Terminating Gearman Workers in PHP

January 14, 2013

I use Gearman as a queue/job server. An application gives it a job to do, and Gearman passes the job along to a worker that can finish it. Handling both synchronous and asynchronous tasks, the workers can be running anywhere — the same server as Gearman, a server across the country, or even a workstation at a local office.
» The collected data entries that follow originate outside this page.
Issue #863, opened 2019-04-08
Node integration with LocationOracle


Waldz:
- [x] Mock Tequilapi endpoint `/location` and `/connection/location`
- [x] Refactor CLI arg to have typed location providers in "--location.type"
- [x] Autodetect IP attributes from LocationOracle
- [x] Return IP attribytes in Tequilapi endpoints `/location` and `/connection/location`
- [x] Manual IP attributes configuration (can be done later)
- [x] Refactor CLI arg to have typed IP adapters in "--ip.type" (can be done later)
- [x] Stop using Ipify and migrate to LocationOracle (can be done later)

Node has several location detection providers:
```
--location.type         Location autodetect provider (builtin, mmdb, oracle) default: 'builtin'
--location.address   Address of specific location provider given in '--location.type' e.g. https://testnet-location.mysterium.network/location for --location.type=oracle provider

# Possibility from local binary database of GeoLite2 format e.g. http://dev.maxmind.com/geoip/geoip2/geolite2/
# would suggest localdb, we could eventually modify maxmind db with our own data.
--location.type=localdb

# Possibility to identity IP from Oracle
--location.type=oracle
--location.address="https://testnet-location.mysterium.network/location"

# Possible to have manual provider also:
--location.type=manual
--location.address=""
--location.country="LT"
--location.city="Vilnius"
--location.user_type="datacenter"
```

Node has several IP detection providers:
```
--ip.type         IP autodetect provider (ipify, oracle) default: 'ipify'
--ip.address   Address of specific IP provider given in --ip.type e.g. https://testnet-location.mysterium.network/ip for --ip.type=oracle provider e.g. https://api.ipify.org/ will be used for --ip.type=ipify

# Possibility to identity IP from Oracle
--ip.type=ipify
--ip.address="https://api.ipify.org/"


# Possibility to identity IP from Oracle
--ip.type=oracle
--ip.address="https://testnet-location.mysterium.network/ip"
```

zolia:
@soffokl can you check checkbox'es if they are done with your PR?

soffokl:
@zolia done, checked all of them since it covered.

Waldz:
Moving here from LocationOracle ticket https://github.com/mysteriumnetwork/location-oracle/issues/2

Left overs:
- [ ] Node autodetects IP attributes same ways as "country" and adds to Proposal
- [ ] Implement "node_type" proposals filter in Discovery service (datacenter/residential/..)
[...]

PR #894, opened 2019-04-18
Location resolution through oracle

vkuznecovas:
Updates #863

### DIFF
--- a/cmd/di.go
+++ b/cmd/di.go
@@ -469,22 +469,9 @@ func (di *Dependencies) bootstrapIdentityComponents(options node.Options) {
 func (di *Dependencies) bootstrapLocationComponents(options node.OptionsLocation, configDirectory string) (err error) {
 	di.IPResolver = ip.NewResolver(options.IPDetectorURL)
 
-	switch options.Type {
-	case "builtin":
-		di.LocationResolver, err = location.NewBuiltInResolver(di.IPResolver)
-	case "mmdb":
-		di.LocationResolver, err = location.NewExternalDBResolver(filepath.Join(configDirectory, options.Address), di.IPResolver)
-	case "oracle":
-		di.LocationResolver = location.NewOracleResolver(options.Address)
-	case "manual":
-		di.LocationResolver = location.NewStaticResolver(options.Country, options.City, options.NodeType, di.IPResolver)
-	default:
-		return fmt.Errorf("unknown location detector type: %s", options.Type)
-	}
-
+	di.LocationResolver, err = FallbackResolverFactory(di.IPResolver, options, configDirFlag)
 	if err != nil {
-		log.Error("Failed to load location resolver: ", err)
-		di.LocationResolver = location.NewFailingResolver(err)
+		return err
 	}
 
 	di.LocationOriginal = location.NewLocationCache(di.LocationResolver)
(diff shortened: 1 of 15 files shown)


core/location/interface.go
```diff
@@ -17,14 +17,9 @@
...
 package location
 
-import (
-	"net"
-)
-
 // Resolver allows resolving location by ip
 type Resolver interface {
 	DetectLocation() (Location, error)
-	ResolveLocation(ip net.IP) (Location, error)
```
soffokl: It was kept for cases when a consumer wants to check the provider's IP, whether it's really `residential` or not.
We, probably, don't another place for that now.

cmd/di.go
```diff
@@ -509,3 +496,37 @@ func (di *Dependencies) bootstrapNATComponents(options node.Options) {
 		di.NATPinger = &traversal.NoopPinger{}
 	}
 }
+
+// FallbackResolverFactory creates a fallback resolver given the params
+func FallbackResolverFactory(ipResolver ip.Resolver, options node.OptionsLocation, configDirectory string) (location.Resolver, error) {
```
tadaskay: if `options.Type == "manual"`, it will not create a fallback resolver, but rather a static one. Thus we should change the name to avoid confusion. _Factory_ is a noise word; we should name the function after what it does. WDYT about something similar to`CreateLocationResolver`?

tadaskay: Perhaps we can start working on packaging things by features. I think this func a fairly good candidate to be placed in `location`. Perhaps something like `location/di.go | container.go | config.go` for the configuration that merely assembles things for the app context.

This makes things a bit complicated when it comes time to push out software or configuration changes to workers. When controlling workers locally, PHP's gearman module doesn't have a built-in way to terminate a worker without possibly interrupting a running job. And by design, Gearman cannot broadcast a job to every worker, nor send a generic job to a specific worker. I wanted a way where I could:

  • ask a worker to stop in the middle of its task (standard SIGINT)
  • ask a worker to stop after its current task
  • remotely terminate a worker
  • remotely terminate all workers

Even after doing a bit of research and reading posts there didn't seem to be a fully agreeable, developed solution. So, I took an afternoon to figure things out, with the working result ending up in a gist and some of the background below.

Graceful Termination

For the first part, it was simply a matter of handling a SIGTERM signal with PHP's pcntl module and setting a termination flag. The main worker loop could then check the flag every time it finished a job and cleanly exit. The Gearman library complicated things a bit though because while it's waiting for a job, none of the signals are acknowledged. The workaround was to use its non-blocking alternative. Although it still seemed to do some blocking, it was at least a configurable duration. Abbreviated, worker.php looks like:

declare(ticks = 1);

$terminate = false;

pcntl_signal(SIGTERM, function () use (&$terminate) { $terminate = true; });

$worker = new GearmanWorker(); 
$worker->addOptions(GEARMAN_WORKER_NON_BLOCKING); 
$worker->setTimeout(2500);
$worker->addServer();
$worker->addFunction(...);

while ((!$terminate) && ($worker->work())) {
    $worker->wait();
}

When sent a SIGTERM while running a job, it would wait to finish before exiting:

$ 
(php worker.php test1 &)
[15:45:33] READY test1 (25244)
$ 
php queue.php sleep 20
[15:45:37] ASLEEP test1
$ 
kill -s TERM 25244
[15:45:39] SIGTERM test1
[15:45:57] AWAKE test1
[15:45:57] EXIT test1

Remote Termination

Sometimes it's easier to remotely terminate workers when they need new code or configuration (and allowing a process manager to restart them). Since Gearman doesn't support sending a job to every single worker, an alternative is to have a terminate function for every worker (as mentioned in this response). Assuming every worker has a unique identifier, this becomes trivial:

$worker->addFunction(
    '_worker_' . $context['id'],
    function (GearmanJob $job) {
        if ('terminate' == $job->workload()) {
            posix_kill(getmypid(), SIGTERM);
        }
    }
);

From the console, it looks like:

$ 
(php worker.php test1 &)
[16:19:33] READY test1 (25372)
$ 
php queue.php _worker_test1 terminate
[16:19:38] SIGTERM test1
[16:19:38] EXIT test1

Batch Remote Termination

So now I can remotely terminate workers as needed. However, during deploys it's much more common to ask all the workers to restart. Using Gearman's protocol to find running workers I can distribute the termination job and then wait until all workers have received it. The result was terminate.php, working something like.

$ 
(php worker.php test1 &) ; (php worker.php test2 &) ; (php worker.php test3 &) ; (php worker.php test4 &)
[16:37:55] READY test1 (25479)
[16:37:55] READY test3 (25483)
[16:37:55] READY test2 (25481)
[16:37:55] READY test4 (25485)
$ 
php queue.php sleep 4 ; php queue.php sleep 8 ; php queue.php sleep 16
[16:37:57] ASLEEP test2
[16:37:57] ASLEEP test3
[16:37:57] ASLEEP test4
$ 
php terminate.php
[16:37:59] UP test4
[16:37:59] UP test3
[16:37:59] UP test2
[16:37:59] UP test1
[16:37:59] SIGTERM test1
[16:37:59] EXIT test1
[16:37:59] DOWN test1
[16:38:01] AWAKE test2
[16:38:01] SIGTERM test2
[16:38:01] EXIT test2
[16:38:01] DOWN test2
[16:38:05] AWAKE test3
[16:38:05] SIGTERM test3
[16:38:05] EXIT test3
[16:38:05] DOWN test3
[16:38:08] waiting for: test4
[16:38:13] AWAKE test4
[16:38:13] SIGTERM test4
[16:38:13] EXIT test4
[16:38:13] DOWN test4

Summary

The result is an extra bit of code, but it makes automating tasks, especially around deploys, much easier. This really just demonstrates one method of creating an internal workers API – termination is just one possibility. Other more complex possibilities could be self-performing updates, lighter config reloads (instead of full restarts), or dynamically registering/unregistering functions depending on application load.